Market Update 1st August 2022
Cacophony (Part II)
That was quite a week. We may all be seven days older, but very few of us are any wiser at the end of it. Markets, though, were thoroughly happy in their ignorance and finished an already encouraging month with a little flourish. The question now being asked is whether we have finally turned a corner, or if July was no more than an overdue bounce. There are no signs that the jury will be returning with a verdict any time soon.
So let us try to make sense of last week’s cacophony. First, the Federal Reserve raised US interest rates by 0.75% for the second consecutive month. That much was expected. The chair, Jay Powell, then proceeded to confuse the living daylights out of everyone with his follow up comments. This is probably because he is himself bamboozled by the level of inflation, the current state of the economy and exactly what it is that he is supposed to doing about what. Nevertheless, the markets latched onto his statement of the totally obvious – to the effect that they will not increase rates by 0.75% every month ad infinitum – with a resounding, but surprising, glee. In a different week, investors might have been less encouraged by the Fed having appeared to have lost its last clue.
The following day, the statisticians declared that the US economy shrank in the second quarter of the year, and is thus in technical recession. I remember that one of the first truisms I was taught as a young student of economics is that no one really has any idea whether an economy is growing or contracting until months, or even years, later. This has arguably never been more true.
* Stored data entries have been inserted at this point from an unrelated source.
PR #2838, opened 2018-12-21
ENH/FIX: Resolve LinAlgError during SVD

feilong:
The default `lapack_driver` uses divide and conquer SVD (`gesdd`), which occasionally will cause `LinAlgError` even if the data are completely fine. Switching `lapack_driver` to `gesvd` when it fails can solve this issue.

## Summary

Fixes # .

## Acknowledgment

### DIFF
--- a/nipype/algorithms/confounds.py
+++ b/nipype/algorithms/confounds.py
@@ -14,7 +14,6 @@ import os.path as op
 import nibabel as nb
 import numpy as np
 from numpy.polynomial import Legendre
-from scipy import linalg
 
 from .. import config, logging
 from ..external.due import BibTeX
--- a/nipype/algorithms/confounds.py
+++ b/nipype/algorithms/confounds.py
@@ -14,6 +14,7 @@ import os.path as op
 import nibabel as nb
 import numpy as np
 from numpy.polynomial import Legendre
+from scipy import linalg
 
 from .. import config, logging
 from ..external.due import BibTeX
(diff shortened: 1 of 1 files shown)


nipype/algorithms/confounds.py
```diff
@@ -1193,9 +1194,12 @@ def compute_noise_components(imgseries, mask_images, num_components,
         try:
             u, _, _ = np.linalg.svd(M, full_matrices=False)
```
effigies: Nested `try`/`except` blocks get a little hard to reason about. How about a helper function that will do the fall-back:

```Python
# Use the numpy.linalg.svd protocol
def fallback_svd(a, full_matrices=True, compute_uv=True):
    try:
        return np.linalg.svd(a, full_matrices=full_matrices, compute_uv=compute_uv)
    except np.linalg.LinAlgError:
        pass

    from scipy.linalg import svd
    return svd(a, full_matrices=full_matrices, compute_uv=compute_uv, lapack_driver='gesvd')
```

And then we just replace the above with:
```suggestion
            u, _, _ = fallback_svd(M, full_matrices=False)
```

effigies: And to be clear, I'm suggesting we place the above `fallback_svd` function at the file level.

chrisfilo:
Great contribution @feilong! Thanks for getting to the bottom of this!

nipype/algorithms/confounds.py
feilong: Great idea! By putting it at the file level do you mean putting it at the top of the file?

effigies: Yes. Anywhere, really, but not nested within a class or another function. The top is fine.

nipype/algorithms/confounds.py
```diff
@@ -14,6 +14,7 @@
 import nibabel as nb
 import numpy as np
 from numpy.polynomial import Legendre
+from scipy import linalg
```
effigies: Unneeded import.

feilong: Thanks for pointing that out!

feilong:
Great!  Thanks for making these great softwares.  Looking forward to more commits!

The Fed is now off on its summer holidays and is not scheduled to decide interest rates again until 21st September. It is a good time for a breather.
Nonetheless, on Thursday this week the Bank of England will announce a rise in our interest rates of half a percent. Or at least that is the very short odds favourite. It may also provide us with some details of how it intends to unwind the holdings of gilts and corporate bonds it acquired under the quantitative easing (QE) schemes. Having denied that zero interest rates and QE were a factor in causing inflation, one may query why Andrew Bailey’s Bank is now using these to combat the same dragon. For those of us who believe that the quantity of money is likely to have been a factor in all this, last week’s data showed that the growth of this has slowed to a crawl. In inflation-adjusted terms, this equates to a marked shrinking. And one might suppose that at least some of the measures needed to bring inflation down are already in place, and that the Bank of England, like the Federal Reserve, is about to stamp too heavily on the brakes.
You could be forgiven for thinking that the last place to look for good news would be Europe. It would be an easy mistake to make. However, in contrast to the US, the Eurozone’s economy grew at a thoroughly robust 4% in the second quarter. This is the same Eurozone that broadly every commentator agrees will inevitably suffer a nasty recession. As yet, the signs are that – despite everything – economic activity in Europe is holding up remarkably well.
Which brings us onto the corporate earnings season, which hit its peak last week. We have hopefully said consistently that the consensual gloomy economic prognosis is at odds with how companies have been reporting on their end markets. Of course there are exceptions, but by and large trading conditions are pretty good. We are no longer splashing the cash on housing improvements at quite the same rate, while some businesses have issues with sourcing goods from China, others are finding it harder to sell there. The very strong dollar is also an issue for many US businesses, although much of this is due to translation of overseas profits rather than a loss of competitiveness. There is also a growing differential between the price-makers and the price-takers. Consumers, so it seems, are still prepared to pay up for what they really want.
Most of all, last week the large US technology companies reported a healthy second quarter. One or two aspects have seen some cooling – which should not be too much of a surprise – but as yet the world is coping well with both inflation and rising borrowing costs.